> What is needed: Would you quote the material below from its first line through the line containing "an id that is", exactly and with both ends included?

> Extracted material:
Issue #627, opened 2026-04-14
Notification timeout progressbar


MalpenZibo:
Add an optional progress bar on the notification toast to show the timeout

0xch4z:
is this being worked on? if not I'd like to give it a go :)

Issue #626, opened 2026-04-14
Notification timeout stop


MalpenZibo:
Stop a notification toast timeout when the mouse is hovering

romanstingler:
@MalpenZibo  in the case multiple messages arrive at the same time 
do you want to keep all or just the one with the mouse on top? 

https://github.com/user-attachments/assets/580faed3-8132-42c4-bcf6-1a29939ddeab

PR #920, opened 2026-08-13
prevent duplicate notification toasts from being queued

romanstingler:
Ran into two related bugs while poking at the toast notification flow. Both stem from the
freedesktop `replaces_id` mechanism: a client can send a new `Notify` call with
`replaces_id` pointing at a notification that is still on screen, and the daemon just echoes that id back.

### Bug 1: duplicate entries on replace

Nothing checked whether an incoming notification's id was already visible. A replace for
an id that is still showing got pushed onto both `self.toasts` (the toast queue) and
`self.notifications` (the full list) a second time, instead of updating the existing
entry, so the same notification was drawn twice.

Fixed by skipping the eviction/push step in `toast_action_for_update_event` when the id is
already in `toasts`, and by `retain`ing away any existing entry for that id in
`apply_update_event` before pushing the new one.

### Bug 2: the expiry timer survives the notification it belongs to

Toast expiry was a fire and forget `Task::perform(sleep(timeout))` resolving to
`ExpireToast(id)`. Nothing cancelled it, and the handler only checked "is this id still
visible and not already dismissing", so it had no idea the notification instance had
changed underneath it. Two user visible symptoms:

* A notification that arrives as normal priority (say a 5s timeout) and is then replaced
  by a `Critical` version gets auto dismissed about 5s later by the first instance's
  timer. Critical notifications are meant to be persistent: the spec says they need
  explicit user acknowledgement and no auto timeout.
* No critical urgency needed either: a normal notification replaced with a *longer*
  timeout still dies at the old, shorter deadline. A 1.5s notification replaced by a 4s
  one disappears after about 1s.

### How expiry works now

Each toast's absolute deadline lives in `toast_timers: HashMap<u32, Instant>`, and expiry
is still a `tokio::time::sleep`, but the wakeup is now checked against the stored
deadline instead of being trusted:

* No deadline for that id, so the toast is persistent or already gone: ignore the wakeup.
* Deadline not reached yet, so the toast was replaced with a later one: reschedule for
  the remaining time.
* Otherwise: drop the deadline and dismiss.

A replace therefore just overwrites or removes an entry in the map. Replacing with a
critical notification does `toast_timers.remove(&id)` and there is nothing left that can
dismiss it. A sleep is spawned when the id had no deadline (a first notification, or a
critical one being replaced by a normal one, which needs a fresh timer since no wakeup is
pending) or when the new deadline lands before the pending wakeup. Later or equal
deadlines ride the in flight wakeup's reschedule, so a client that replaces the same id
in a loop (progress notifications, the canonical `replaces_id` user) does not pile up
timers.

A replace also cancels an in flight dismissal now, so a replacement arriving while the
previous instance is sliding out is shown instead of being swallowed by the animation.
`DismissAnimationComplete` bails out when its phase entry is already gone.

Behaviour was checked against `main` and against the first version of this PR on a live
Hyprland session, driving the D-Bus interface directly and measuring the rendered toast
stack. Details in the comment below.

### DIFF
--- a/src/modules/notifications.rs
+++ b/src/modules/notifications.rs
@@ -47,20 +47,20 @@ fn invoke_and_close_task(
     connection: Option<Connection>,
     id: u32,
     action_key: Option<String>,
+    revision: Option<u64>,
 ) -> Task<Message> {
     Task::perform(
         async move {
-            if let Some(connection) = connection {
-                if let Some(action_key) = action_key
-                    && let Err(e) =
-                        NotificationDaemon::invoke_action(&connection, id, action_key).await
-                {
-                    error!("Failed to invoke notification action for id {}: {}", id, e);
-                }
-                if let Err(e) = NotificationDaemon::close_notification_by_id(&connection, id).await
-                {
-                    error!("Failed to close notification id {}: {}", id, e);
-                }
+            if let Some(connection) = connection
+                && let Err(e) = NotificationDaemon::close_notification_by_id(
+                    &connection,
+                    id,
+                    action_key,
+                    revision,
+                )
+                .await
+            {
+                error!("Failed to close notification id {}: {}", id, e);
             }
         },
         |_| Message::NotificationClosed,
@@ -70,18 +70,26 @@ fn invoke_and_close_task(
 async fn close_notification_ids(connection: Option<Connection>, notification_ids: &[u32]) {
     if let Some(connection) = connection {
         for id in notification_ids {
-            if let Err(e) = NotificationDaemon::close_notification_by_id(&connection, *id).await {
+            if let Err(e) =
+                NotificationDaemon::close_notification_by_id(&connection, *id, None, None).await
+            {
                 error!("Failed to close notification id {}: {}", id, e);
             }
         }
     }
 }
 
-fn close_notification_by_id_task(connection: Option<Connection>, id: u32) -> Task<Message> {
+fn close_notification_by_id_task(
+    connection: Option<Connection>,
+    id: u32,
+    revision: Option<u64>,
+) -> Task<Message> {
     Task::perform(
         async move {
             if let Some(connection) = connection
-                && let Err(e) = NotificationDaemon::close_notification_by_id(&connection, id).await
+                && let Err(e) =
+                    NotificationDaemon::close_notification_by_id(&connection, id, None, revision)
+                        .await
             {
                 error!("Failed to close notification id {}: {}", id, e);
             }
@@ -197,6 +205,10 @@ impl Notifications {
         self.notifications.iter().find(|n| n.id == id)
     }
 
+    fn revision_of(&self, id: u32) -> Option<u64> {
+        self.find_notification(id).map(|n| n.revision)
+    }
+
     fn find_first_action_key(&self, id: u32) -> Option<String> {
         self.find_notification(id)
             .filter(|n| !n.actions.is_empty())
@@ -276,9 +288,7 @@ impl Notifications {
                 }
 
                 // A replace cancels an in-flight dismissal so the replacement is
-                // shown instead of being swallowed by the slide-out. A dismissal
-                // already forwarded over D-Bus can still race its own trailing
-                // `Closed` past here and take the replacement down with it.
+                // shown instead of being swallowed by the slide-out.
                 self.dismiss_phases.remove(&notification.id);
 
                 // Critical notifications are persistent per the freedesktop
@@ -368,7 +378,8 @@ impl Notifications {
             Message::NotificationClicked(id) => {
                 let connection = self.connection.clone();
                 let action_key = self.find_first_action_key(id);
-                Action::Task(invoke_and_close_task(connection, id, action_key))
+                let revision = self.revision_of(id);
+                Action::Task(invoke_and_close_task(connection, id, action_key, revision))
             }
             Message::NotificationClosed => Action::None,
             Message::ClearNotifications => {
@@ -441,17 +452,19 @@ impl Notifications {
             }
             Message::CloseNotificationById(id) => {
                 let connection = self.connection.clone();
+                let revision = self.revision_of(id);
                 let had_toasts = self.remove_toast(id);
                 self.dismiss_phases.remove(&id);
 
-                let task = close_notification_by_id_task(connection, id);
+                let task = close_notification_by_id_task(connection, id, revision);
                 self.hide_toasts_if_empty_with_task(had_toasts, task)
             }
             Message::DismissToast(id) => {
                 if self.toasts.contains(&id) && !self.dismiss_phases.contains_key(&id) {
                     let connection = self.connection.clone();
                     let action_key = self.find_first_action_key(id);
-                    let invoke_task = invoke_and_close_task(connection, id, action_key);
+                    let revision = self.revision_of(id);
+                    let invoke_task = invoke_and_close_task(connection, id, action_key, revision);
                     if !self.animations_enabled {
                         let had_toasts = self.remove_toast(id);
                         let hide_action =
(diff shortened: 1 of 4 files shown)


src/modules/notifications.rs
MalpenZibo, line 396: Is not possible to maintain the `tokio::time::sleep` and add a check here instead of using the tick every 250ms?

Something like 
```
let Some(&deadline) = self.toast_timers.get(&id) else {
    return Action::None;              
};
let now = Instant::now();
if now < deadline {                   
    return Action::Task(delayed_toast_message(deadline - now, id, Message::ExpireToast));
}
self.toast_timers.remove(&id);
```

JockeM:
Ahh I didn't check for prs when creating #924

~~Would it make sense to use a single one-shot subscription for the earliest toast deadline instead of polling every 250 ms?~~

romanstingler:
@MalpenZibo yeah, I think what you sketched there is exactly right for expiry: keep `sleep`, and on a stale wakeup either reschedule for the remaining time or actually expire, no tick needed for that part. A replace then just updates the stored deadline; whichever sleep is already in flight will catch up on its next wakeup instead of spawning a new one.

Where it doesn't fully cover things is the two follow-ups:

#627 (progress bar): once there's a shrinking timeout bar, the view needs `remaining/total` on every repaint, not just at the deadline. That data doesn't exist anywhere until the sleep resolves, so I'd mirror `(deadline, total)` into the struct for the view to read, same as before. But something also has to trigger repaints while the bar is shrinking, since nothing else in state changes between now and expiry. Even with animations off (not everyone enables them), that means a small ~50ms tick purely to drive redraws. It wouldn't decide expiry, your deadline check still does that.

#626 (hover pause): pausing is just "don't let the deadline win while hovered," then push it out by the paused duration on unhover, no new mechanism, same check as your snippet. The part I'm not sure about is the question I left on that issue: when several toasts are visible and only one is hovered, do the others keep counting down, or does hovering any one of them pause all?

Should we keep your deadline check/reschedule for actual expiry, no polling there. Add a separate, small tick only while a toast with the bar visible is on screen, solely for view repaints. Want the bar to update continuously like that(see https://github.com/MalpenZibo/ashell/issues/626#issuecomment-5271782623) , or would you rather it just jump at fixed intervals so there's no tick at all?

MalpenZibo:
Both bugs are real. Let's go with the deadline check and drop the tick. Three things to notice.

1. A new sleep on every deadline, not just the first one. Otherwise critical → normal replace stores a deadline with no sleep in flight to catch it, and the toast never expires:

```rust
let task = if let Some(timeout) = timeout {
    self.toast_timers
        .insert(notification.id, Instant::now() + timeout);
    delayed_toast_message(timeout, notification.id, Message::ExpireToast)
} else {
    self.toast_timers.remove(&notification.id);
    Task::none()
};

Action::Show(task)
```
  Extra sleeps are harmless: the first one past the deadline expires and removes the entry, the others hit the `else { return Action::None }.`

2. A replace landing while the toast is in `dismiss_phases` still gets dropped. A replace should cancel the dismissal:

``` rust
// in toast_action_for_update_event, Received branch
self.dismiss_phases.remove(&notification.id);
```

which also needs a guard here, since today it removes unconditionally:

```rust
Message::DismissAnimationComplete(id) => {
    if self.dismiss_phases.remove(&id).is_none() {
        return Action::None; // cancelled by a replace
    }
    let had_toasts = self.remove_toast(id);
    self.hide_toasts_if_empty(had_toasts)
}
```

3. #627 we can think about this later, but in theory the animated components repaint themselves from inside the widget, so it's possible that we do not need a tick

On #626: pause all visible toasts while the pointer is over the toast surface, not just the hovered one.

Note: Message::ConfigReloaded does self.toasts.clear() by hand, so it now leaves toast_timers behind as well. clear_toasts() covers all three maps; we should use it.

MalpenZibo:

> Final answer:
Issue #627, opened 2026-04-14
Notification timeout progressbar


MalpenZibo:
Add an optional progress bar on the notification toast to show the timeout

0xch4z:
is this being worked on? if not I'd like to give it a go :)

Issue #626, opened 2026-04-14
Notification timeout stop


MalpenZibo:
Stop a notification toast timeout when the mouse is hovering

romanstingler:
@MalpenZibo  in the case multiple messages arrive at the same time 
do you want to keep all or just the one with the mouse on top? 

https://github.com/user-attachments/assets/580faed3-8132-42c4-bcf6-1a29939ddeab

PR #920, opened 2026-08-13
prevent duplicate notification toasts from being queued

romanstingler:
Ran into two related bugs while poking at the toast notification flow. Both stem from the
freedesktop `replaces_id` mechanism: a client can send a new `Notify` call with
`replaces_id` pointing at a notification that is still on screen, and the daemon just echoes that id back.

### Bug 1: duplicate entries on replace

Nothing checked whether an incoming notification's id was already visible. A replace for
an id that is still showing got pushed onto both `self.toasts` (the toast queue) and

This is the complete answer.